# Source material
BEGIN

PR #346, opened 2024-05-21
Elimination of redundant memory access and calculations in cell capture

MattRolchigo:
Renamed variables and added comments to make cell capture subroutine more descriptive, and removed/optimized calculation of certain intermediate quantities. Up to a 5% performance improvement by reducing the amount of memory access (particularly for `diagonal_length` and `cell_type`)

END

# Work instructions
Where a line of the data holds the word "cell", copy that line.

# Reply to the exercise
Elimination of redundant memory access and calculations in cell capture
Renamed variables and added comments to make cell capture subroutine more descriptive, and removed/optimized calculation of certain intermediate quantities. Up to a 5% performance improvement by reducing the amount of memory access (particularly for `diagonal_length` and `cell_type`)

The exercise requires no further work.